Body mass index (BMI) was calculated as weight divided by height squared (kg/m2). BMI was defined according to Asian-specific criteria, with normal BMI defined as between 18.5 and 23 kg/m2 and obesity as ≥ 25 kg/m2.
Hypertension, diabetes mellitus, dyslipidemia, and chronic kidney disease were included in analysis as cardiovascular risk factors. Subjects were regarded as having these conditions if there were records in the database that their physicians had submitted claims based on these diagnoses.
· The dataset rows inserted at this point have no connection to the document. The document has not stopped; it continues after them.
PR #188, opened 2015-01-08
Incremental benchmarking (take 2)

mdboom:
This is a follow-on to #177, preserving @rhattersley's original work, that have separate `save` and `update_save` methods so that each can be used in the correct context.


rhattersley:
Nice. Thanks @mdboom :+1:

rhattersley:
\o/

PR #193, opened 2015-01-17
Add mercurial support

MatthewTurk:
This is a WIP PR for adding mercurial support, including refactoring out a little bit of the git-specific logic.

### DIFF
--- a/.travis.yml
+++ b/.travis.yml
@@ -31,6 +31,6 @@ install:
 
 script:
     - pip install virtualenv==1.10
-    - pip install "mercurial>=3.3"
-    - pip install python-hglib==1.5
+    - if [[ $TRAVIS_PYTHON_VERSION == 2* ]]; then pip install "mercurial>=3.3" ; fi
+    - if [[ $TRAVIS_PYTHON_VERSION == 2* ]]; then pip install python-hglib==1.5 ; fi
     - python setup.py test
--- a/.travis.yml
+++ b/.travis.yml
@@ -31,4 +31,6 @@ install:
 
 script:
     - pip install virtualenv==1.10
+    - pip install "mercurial>=3.3"
+    - pip install python-hglib==1.5
     - python setup.py test
--- a/asv/commands/run.py
+++ b/asv/commands/run.py
@@ -156,8 +156,7 @@ class Run(Command):
         elif range_spec == 'NEW':
             latest_result = find_latest_result_hash(
                 machine_params.machine, conf.results_dir)
-            # TODO: This is shamelessly git-specific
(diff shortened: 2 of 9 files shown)


mdboom:
Thanks for this.  Now the "pluggable repo" code is no longer theoretical.  Let me know how I can be helpful to get this over the finish line.

It should be possibly to add some testing for this by adding a new test ala `test_workflow` that points to some random `hg` repo rather than a `git` one (the current one points to `asv` itself on github).

MatthewTurk:
Thanks, @mdboom !  I will add some tests and update the docs and it should be ready.  Right now we're getting set up with asv on our repo so hopefully that will shake out any potential other bugs.

mdboom:
Just a heads up: #199 changes the Repo plugin API very slightly.  See #199's diff of `git.py` for the analogous changes that will be needed here.

mdboom:
Can you add a line to install `hglib` in `.travis.yml` so this gets tested on Travis?

MatthewTurk:
@mdboom if you could take a quick look, I think it's just about ready?

mdboom:
#203 changes the the Repo API slightly again.  I'll resolve those differences in some method or other, just want to notate that.

.travis.yml
```diff
@@ -31,4 +31,6 @@ install:
 
 script:
     - pip install virtualenv==1.10
+    - if [[ $TRAVIS_PYTHON_VERSION == 2* ]]; then pip install "mercurial>=3.3" ; fi
+    - if [[ $TRAVIS_PYTHON_VERSION == 2* ]]; then pip install python-hglib==1.5 ; fi
```
mdboom: Does this indicate that the Mercurial support is only on Python 2.x, since `python-hglib` only works there?  Maybe that should be documented?

MatthewTurk: I will add some notes -- `python-hglib` is being ported to Python 3, but isn't ready yet.  Mercurial is a longer term port; I wasn't sure how to indicate that Mercurial would need to come from system packages if it's a Python 3 test.

mdboom: > I wasn't sure how to indicate that Mercurial would need to come from system packages if it's a Python 3 test.

I think `apt-get install mercurial` should work.  But if `python-hglib` doesn't work on Python 3 yet, the mercurial support here wouldn't work anyway, right?  So perfectly fine to leave as-is for now until the Python 3 support is ready.

MatthewTurk: (Of course that makes sense about `apt-get` ... :open_mouth: )  I will absolutely issue a PR when `python-hglib` is ported.  Thanks!

mdboom:
Merged via #214.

Cognition was measured using the Korean Dementia Screening Questionnaire-Cognition (KDSQ-C), which is included in the NSPTA questionnaire. The KDSQ-C is a self-administered, validated questionnaire (17), consisting of 15 items, each rated on a three-point Likert scale (0, 1, or 2, with a higher score considered worse). Cognitive impairment was defined as a composite score ≥6.
The NSPTA questionnaire included six items about activity of daily living (ADL), which were extracted from the Korean versions of the ADL (K-ADL) and Instrumental ADL (K-IADL) questionnaires (18). The four items extracted from the K-ADL were: “Do you bathe by yourself without help?,” “Do you dress by yourself without help?,” “Do you eat by yourself without help if a meal is prepared?,” and “Do you go to the toilet by yourself without help?” The two items extracted from the K-IADL were “Do you prepare your meal by yourself without help?” and “Do you go outside by yourself to places within walking distance?” ADL was categorized as abnormal if the answer to one or more of these questions was “No.”
Statistical analyses were performed using STATA software (Version 15.1; STATA. Corp, College Station, Tex). Statistical significance was defined as P < 0.05. Continuous variables were reported as mean ± SD and categorical variables as frequencies and percentages. To compare two groups, we used Student t-test for continuous variables and chi-square test for categorical variables. The incidence rates of CV disease, CV mortality, and all-cause mortality per 1,000 person-years were calculated.
Cox proportional hazard models were used to evaluate the association of TUG results with CV events, CV mortality, and all-cause mortality. Three models were built for survival analyses, a crude model and two adjusted models. Model 1 was adjusted for sociodemographic and behavioral factors, such as sex, income, cigarette smoking, at-risk alcohol drinking, and regular exercise. Model 2 included all factors in Model 1, as well as cognitive impairment, ADL, and chronic diseases known to be CV risk factors such as obesity, hypertension, diabetes mellitus, dyslipidemia, and chronic kidney disease. Hazard ratios (HR) and 95% confidence intervals (CI) were calculated for each model.
Participants at risk with abnormal TUG results were identified by subgroup analyses in Model 2, with participants subgrouped by socio-behavioral factors, including sex, cigarette smoking, at-risk alcohol drinking, regular exercise, and chronic diseases such as obesity, hypertension, diabetes mellitus, and dyslipidemia.